PR #3785, opened 2015-04-02
(maint) fix install repos on to use PC1 urls

er0ck:
this change helps the install utilities find repo_configs from our new
PC1 URLS on build.puppetlabs.lan.  this WILL break again (PC2?) and we need to
refactor and repackage all this code elsewhere, sometime, RSN.

### DIFF
--- a/acceptance/lib/puppet/acceptance/install_utils.rb
+++ b/acceptance/lib/puppet/acceptance/install_utils.rb
@@ -162,6 +162,17 @@ module Puppet
             ]
 
             if not link_exists?(link)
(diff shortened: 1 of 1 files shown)


joshcooper:
This change was made in stable, but not master (because we're not merging stable to master any time soon). Does this really need to go master?

Also the version in stable checks PC1 -> products -> devel, but this one does products -> PC1 -> devel.

er0ck:
this or something similar should go in when master pipelines are setup again
i have no clue of what order of precedence the dirs should be in.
=-=-=
### [Task details]
The entries above should be copied out exactly, with none left out.

### [Written response]
PR #3785, opened 2015-04-02
(maint) fix install repos on to use PC1 urls

er0ck:
this change helps the install utilities find repo_configs from our new
PC1 URLS on build.puppetlabs.lan.  this WILL break again (PC2?) and we need to
refactor and repackage all this code elsewhere, sometime, RSN.

### DIFF
--- a/acceptance/lib/puppet/acceptance/install_utils.rb
+++ b/acceptance/lib/puppet/acceptance/install_utils.rb
@@ -162,6 +162,17 @@ module Puppet
             ]
 
             if not link_exists?(link)
(diff shortened: 1 of 1 files shown)


joshcooper:
This change was made in stable, but not master (because we're not merging stable to master any time soon). Does this really need to go master?

Also the version in stable checks PC1 -> products -> devel, but this one does products -> PC1 -> devel.

er0ck:
this or something similar should go in when master pipelines are setup again
i have no clue of what order of precedence the dirs should be in.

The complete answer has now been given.